**Data for processing:**
PR #466, opened 2021-10-01
Add explanation on positive Ridge alpha

ArturoAmorQ:
This PR aims to give a short explanation on why Ridge `alpha` must be a positive number.

I also moved the paragraph out of the "Scale your data!" section as it did not seem to fit that topic.


python_scripts/linear_models_regularization.py
```diff
@@ -159,17 +159,18 @@
 # previous plot, we see that the magnitude of the weights are shrunk towards
 # zero in comparison with the linear regression model.
 #
+# Regularization will add constraints on weights of the model. We saw in the
```
glemaitre, line 162: Instead of this paragraph here, I would explicitly reproduce the previous experiment and increase even more alpha and call the attention of the user to the change of the scale of the weights and conclude regarding the impact of `alpha`. Once done, we can then add that a negative alpha does not make sense then.

glemaitre:
```python
# %% [markdown]
#
# In the previous example, we fixed `alpha=100`. We will now check the impact of the value
# of `alpha` by increasing its value.

# %%
# Add some code here to reproduce with alpha=1e6

# %% [markdown]
#
# Looking specifically to weights values, we observe that increasing the value of `alpha` 
# will decrease the weight values. A negative value of `alpha` would actually enhance the
# large weights and promote overfitting. Thus, in practice, `alpha` is always expected to be
# a positive value.
```

glemaitre (commented):
Otherwise I agree with adding more explanation

python_scripts/linear_models_regularization.py
```diff
@@ -231,9 +232,33 @@
...
-# Compare to the previous plots, we see that now all weight manitudes are
+# Compare to the previous plots, we see that now all weight magnitudes are
 # closer and that all weights are more equally contributing.
 #
+# In the previous example, we fixed `alpha=0.5`. We will now check the impact
+# of the value of `alpha` by increasing its value.
+
+# %%
+ridge = make_pipeline(PolynomialFeatures(degree=2), StandardScaler(),
+                      Ridge(alpha=500))
```
glemaitre, line 243: I would increase even more the regularization to bring the coefficients under 1

glemaitre (approved):
Otherwise LGTM

python_scripts/linear_models_regularization.py
```diff
@@ -163,24 +163,24 @@
...
 # parameter.
 #
-# ## Scale your data!
+# ## Feature scaling and regularization
 #
-# Regularization will add constraints on weights of the model. We saw in the
-# previous example that a ridge model will enforce that all weights have a
-# similar magnitude. Indeed, the larger alpha is, the larger this enforcement
-# will be.
+# On the one hand, weights provide a link between features and the target.
```
ogrisel, line 176:
```suggestion
# On the one hand, weights define the link between feature values and the
# predicted target.
```

python_scripts/linear_models_regularization.py
```diff
@@ -163,24 +163,24 @@
...
+# On the other hand, regularization adds constraints on the weights of the
+# model through the `alpha` parameter. Therefore, the effect that feature
+# rescaling has in all the weights also impacts the regularization.
```
ogrisel, line 179:
```suggestion
# rescaling has on the final weights also interacts with regularization.
```

python_scripts/linear_models_regularization.py
```diff
@@ -238,9 +238,33 @@
 _ = plt.title("Ridge weights with data scaling")
 
 # %% [markdown]
-# Compare to the previous plots, we see that now all weight manitudes are
+# Compare to the previous plots, we see that now all weight magnitudes are
 # closer and that all weights are more equally contributing.
```
ogrisel, line 242:
```suggestion
# closer and that all features are more equally contributing.
```

python_scripts/linear_models_regularization.py
```diff
@@ -333,6 +357,14 @@
 best_alphas = [est[-1].alpha_ for est in cv_results["estimator"]]
 best_alphas
 
+# %% [markdown]
+# The optimal regularization strength is not unique. In fact, there is a set of
+# models leading to equivalent generalization performances.
```
ogrisel, line 362:
```suggestion
# The optimal regularization strength is not necessarily the same on all
# cross-validation iterations. But since we expect each cross-validation
# resampling to stem from the same data distribution, it is common practice
# to use the average value of the best `alpha` found on different
# cross-validation folds as our final estimate for the tuned `alpha`.
```

ogrisel (approved):
Final pass of suggestions, but otherwise, LGTM. Will merge if CI is green.

PR #467, opened 2021-10-04
Add script to generate full index

### LINKED ISSUE #111: Create index.md to navigate notebooks while giving the course
We have more and more notebooks which makes it harder and harder to tell people open this notebook but not this one whose filename is almost the same. Also with long filenames in visioconference settings people don't see the full filename (in JupyterLab at least) and the filenames all start the same.

We should have a index.md file that allows to navigate between notebooks more easily. We would always come back to this index.md file at the end of each notebooks and say "OK we did this notebook and now we are going to do this one" click and off we go.

The binder link in the README could go to this index.

In an ideal world the index.md could be generated from the `_toc.yml` file but I think it would be OK to have it manually generated at first to test the idea.

lesteve:
Fixes #111.

This is useful for people that want to run the notebooks locally and also when giving courses that reuse the MOOC material so that people can more easily follow along.

I think manually creating indexes from the full one is the way to go (e.g. Inria Academy context).

### DIFF
--- a/build_tools/generate-md-index.py
+++ b/build_tools/generate-md-index.py
@@ -1,109 +1,18 @@
 # %%
 from pathlib import Path
-
-root_dir = Path(__file__).parents[1]
-# %%
-
 import yaml
-from pathlib import Path
 
-from sphinx_external_toc.parsing import parse_toc_yaml
-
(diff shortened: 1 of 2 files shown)


ogrisel:
LGTM, indeed this will be very useful for local teaching.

**Task description:** Reproduce every line in the records above that contains the word "more".

**Result:**
glemaitre, line 162: Instead of this paragraph here, I would explicitly reproduce the previous experiment and increase even more alpha and call the attention of the user to the change of the scale of the weights and conclude regarding the impact of `alpha`. Once done, we can then add that a negative alpha does not make sense then.
Otherwise I agree with adding more explanation
 # closer and that all weights are more equally contributing.
glemaitre, line 243: I would increase even more the regularization to bring the coefficients under 1
 # closer and that all weights are more equally contributing.
# closer and that all features are more equally contributing.
We have more and more notebooks which makes it harder and harder to tell people open this notebook but not this one whose filename is almost the same. Also with long filenames in visioconference settings people don't see the full filename (in JupyterLab at least) and the filenames all start the same.
We should have a index.md file that allows to navigate between notebooks more easily. We would always come back to this index.md file at the end of each notebooks and say "OK we did this notebook and now we are going to do this one" click and off we go.
This is useful for people that want to run the notebooks locally and also when giving courses that reuse the MOOC material so that people can more easily follow along.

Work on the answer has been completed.